Data supplied Block Start
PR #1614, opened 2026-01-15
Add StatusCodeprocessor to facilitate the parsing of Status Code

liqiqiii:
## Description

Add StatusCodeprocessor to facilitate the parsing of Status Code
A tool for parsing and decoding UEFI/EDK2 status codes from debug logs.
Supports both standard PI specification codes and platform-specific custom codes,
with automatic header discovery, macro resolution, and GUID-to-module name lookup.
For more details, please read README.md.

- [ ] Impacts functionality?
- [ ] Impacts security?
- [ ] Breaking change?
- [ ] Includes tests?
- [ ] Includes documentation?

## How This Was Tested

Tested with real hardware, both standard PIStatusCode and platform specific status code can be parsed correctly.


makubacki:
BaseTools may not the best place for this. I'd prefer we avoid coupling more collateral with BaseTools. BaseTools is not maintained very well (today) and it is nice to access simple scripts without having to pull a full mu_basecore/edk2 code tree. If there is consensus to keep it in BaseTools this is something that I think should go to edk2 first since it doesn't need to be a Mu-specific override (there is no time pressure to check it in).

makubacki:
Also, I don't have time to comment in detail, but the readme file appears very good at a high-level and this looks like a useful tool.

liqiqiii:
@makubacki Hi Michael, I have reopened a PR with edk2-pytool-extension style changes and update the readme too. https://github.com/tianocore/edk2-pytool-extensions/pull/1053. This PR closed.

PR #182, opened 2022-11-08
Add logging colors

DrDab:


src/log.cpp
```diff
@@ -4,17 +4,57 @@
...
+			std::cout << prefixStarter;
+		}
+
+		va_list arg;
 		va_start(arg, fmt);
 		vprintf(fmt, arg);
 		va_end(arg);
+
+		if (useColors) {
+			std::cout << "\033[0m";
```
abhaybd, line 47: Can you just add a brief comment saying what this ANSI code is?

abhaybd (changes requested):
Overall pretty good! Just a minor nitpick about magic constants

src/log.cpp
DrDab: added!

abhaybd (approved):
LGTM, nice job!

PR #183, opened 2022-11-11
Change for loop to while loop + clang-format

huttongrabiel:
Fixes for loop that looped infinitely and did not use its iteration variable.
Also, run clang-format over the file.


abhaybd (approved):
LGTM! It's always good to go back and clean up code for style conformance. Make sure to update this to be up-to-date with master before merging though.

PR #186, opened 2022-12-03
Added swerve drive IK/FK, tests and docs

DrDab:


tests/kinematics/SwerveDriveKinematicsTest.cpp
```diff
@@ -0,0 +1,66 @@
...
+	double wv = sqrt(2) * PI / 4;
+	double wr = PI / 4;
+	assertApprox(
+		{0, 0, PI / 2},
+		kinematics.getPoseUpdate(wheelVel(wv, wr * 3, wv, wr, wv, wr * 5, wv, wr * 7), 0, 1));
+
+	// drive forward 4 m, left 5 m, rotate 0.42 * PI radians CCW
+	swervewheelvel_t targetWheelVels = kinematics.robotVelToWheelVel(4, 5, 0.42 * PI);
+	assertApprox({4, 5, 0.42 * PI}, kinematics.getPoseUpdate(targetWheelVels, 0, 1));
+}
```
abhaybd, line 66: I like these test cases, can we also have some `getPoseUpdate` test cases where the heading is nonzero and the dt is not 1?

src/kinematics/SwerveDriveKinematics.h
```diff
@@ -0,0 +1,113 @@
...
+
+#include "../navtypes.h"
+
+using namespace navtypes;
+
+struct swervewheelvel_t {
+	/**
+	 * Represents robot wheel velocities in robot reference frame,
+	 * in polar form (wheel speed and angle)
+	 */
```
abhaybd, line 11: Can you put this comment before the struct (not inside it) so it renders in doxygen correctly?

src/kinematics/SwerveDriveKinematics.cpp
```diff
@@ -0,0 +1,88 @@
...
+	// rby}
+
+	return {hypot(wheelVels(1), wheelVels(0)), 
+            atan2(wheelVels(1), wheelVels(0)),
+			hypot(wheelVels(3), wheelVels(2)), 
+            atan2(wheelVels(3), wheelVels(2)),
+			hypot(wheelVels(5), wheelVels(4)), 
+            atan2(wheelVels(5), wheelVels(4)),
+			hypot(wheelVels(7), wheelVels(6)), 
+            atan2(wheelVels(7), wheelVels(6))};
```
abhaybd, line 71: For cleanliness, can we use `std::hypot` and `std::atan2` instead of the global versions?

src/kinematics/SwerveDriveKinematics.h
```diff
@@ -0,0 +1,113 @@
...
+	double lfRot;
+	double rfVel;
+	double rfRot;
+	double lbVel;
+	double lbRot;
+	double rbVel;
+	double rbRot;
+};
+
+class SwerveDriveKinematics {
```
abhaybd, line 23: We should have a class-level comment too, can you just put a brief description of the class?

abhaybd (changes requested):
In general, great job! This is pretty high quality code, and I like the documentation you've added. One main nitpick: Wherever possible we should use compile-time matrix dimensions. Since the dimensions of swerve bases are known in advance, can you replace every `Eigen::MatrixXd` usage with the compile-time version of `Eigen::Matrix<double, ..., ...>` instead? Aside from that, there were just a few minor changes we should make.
Data supplied Block End
Exercise directions -> The records above must be transcribed without a single omission.

Answer to this exercise ->
PR #1614, opened 2026-01-15
Add StatusCodeprocessor to facilitate the parsing of Status Code

liqiqiii:
## Description

Add StatusCodeprocessor to facilitate the parsing of Status Code
A tool for parsing and decoding UEFI/EDK2 status codes from debug logs.
Supports both standard PI specification codes and platform-specific custom codes,
with automatic header discovery, macro resolution, and GUID-to-module name lookup.
For more details, please read README.md.

- [ ] Impacts functionality?
- [ ] Impacts security?
- [ ] Breaking change?
- [ ] Includes tests?
- [ ] Includes documentation?

## How This Was Tested

Tested with real hardware, both standard PIStatusCode and platform specific status code can be parsed correctly.


makubacki:
BaseTools may not the best place for this. I'd prefer we avoid coupling more collateral with BaseTools. BaseTools is not maintained very well (today) and it is nice to access simple scripts without having to pull a full mu_basecore/edk2 code tree. If there is consensus to keep it in BaseTools this is something that I think should go to edk2 first since it doesn't need to be a Mu-specific override (there is no time pressure to check it in).

makubacki:
Also, I don't have time to comment in detail, but the readme file appears very good at a high-level and this looks like a useful tool.

liqiqiii:
@makubacki Hi Michael, I have reopened a PR with edk2-pytool-extension style changes and update the readme too. https://github.com/tianocore/edk2-pytool-extensions/pull/1053. This PR closed.

PR #182, opened 2022-11-08
Add logging colors

DrDab:


src/log.cpp
```diff
@@ -4,17 +4,57 @@
...
+			std::cout << prefixStarter;
+		}
+
+		va_list arg;
 		va_start(arg, fmt);
 		vprintf(fmt, arg);
 		va_end(arg);
+
+		if (useColors) {
+			std::cout << "\033[0m";
```
abhaybd, line 47: Can you just add a brief comment saying what this ANSI code is?

abhaybd (changes requested):
Overall pretty good! Just a minor nitpick about magic constants

src/log.cpp
DrDab: added!

abhaybd (approved):
LGTM, nice job!

PR #183, opened 2022-11-11
Change for loop to while loop + clang-format

huttongrabiel:
Fixes for loop that looped infinitely and did not use its iteration variable.
Also, run clang-format over the file.


abhaybd (approved):
LGTM! It's always good to go back and clean up code for style conformance. Make sure to update this to be up-to-date with master before merging though.

PR #186, opened 2022-12-03
Added swerve drive IK/FK, tests and docs

DrDab:


tests/kinematics/SwerveDriveKinematicsTest.cpp
```diff
@@ -0,0 +1,66 @@
...
+	double wv = sqrt(2) * PI / 4;
+	double wr = PI / 4;
+	assertApprox(
+		{0, 0, PI / 2},
+		kinematics.getPoseUpdate(wheelVel(wv, wr * 3, wv, wr, wv, wr * 5, wv, wr * 7), 0, 1));
+
+	// drive forward 4 m, left 5 m, rotate 0.42 * PI radians CCW
+	swervewheelvel_t targetWheelVels = kinematics.robotVelToWheelVel(4, 5, 0.42 * PI);
+	assertApprox({4, 5, 0.42 * PI}, kinematics.getPoseUpdate(targetWheelVels, 0, 1));
+}
```
abhaybd, line 66: I like these test cases, can we also have some `getPoseUpdate` test cases where the heading is nonzero and the dt is not 1?

src/kinematics/SwerveDriveKinematics.h
```diff
@@ -0,0 +1,113 @@
...
+
+#include "../navtypes.h"
+
+using namespace navtypes;
+
+struct swervewheelvel_t {
+	/**
+	 * Represents robot wheel velocities in robot reference frame,
+	 * in polar form (wheel speed and angle)
+	 */
```
abhaybd, line 11: Can you put this comment before the struct (not inside it) so it renders in doxygen correctly?

src/kinematics/SwerveDriveKinematics.cpp
```diff
@@ -0,0 +1,88 @@
...
+	// rby}
+
+	return {hypot(wheelVels(1), wheelVels(0)), 
+            atan2(wheelVels(1), wheelVels(0)),
+			hypot(wheelVels(3), wheelVels(2)), 
+            atan2(wheelVels(3), wheelVels(2)),
+			hypot(wheelVels(5), wheelVels(4)), 
+            atan2(wheelVels(5), wheelVels(4)),
+			hypot(wheelVels(7), wheelVels(6)), 
+            atan2(wheelVels(7), wheelVels(6))};
```
abhaybd, line 71: For cleanliness, can we use `std::hypot` and `std::atan2` instead of the global versions?

src/kinematics/SwerveDriveKinematics.h
```diff
@@ -0,0 +1,113 @@
...
+	double lfRot;
+	double rfVel;
+	double rfRot;
+	double lbVel;
+	double lbRot;
+	double rbVel;
+	double rbRot;
+};
+
+class SwerveDriveKinematics {
```
abhaybd, line 23: We should have a class-level comment too, can you just put a brief description of the class?

abhaybd (changes requested):
In general, great job! This is pretty high quality code, and I like the documentation you've added. One main nitpick: Wherever possible we should use compile-time matrix dimensions. Since the dimensions of swerve bases are known in advance, can you replace every `Eigen::MatrixXd` usage with the compile-time version of `Eigen::Matrix<double, ..., ...>` instead? Aside from that, there were just a few minor changes we should make.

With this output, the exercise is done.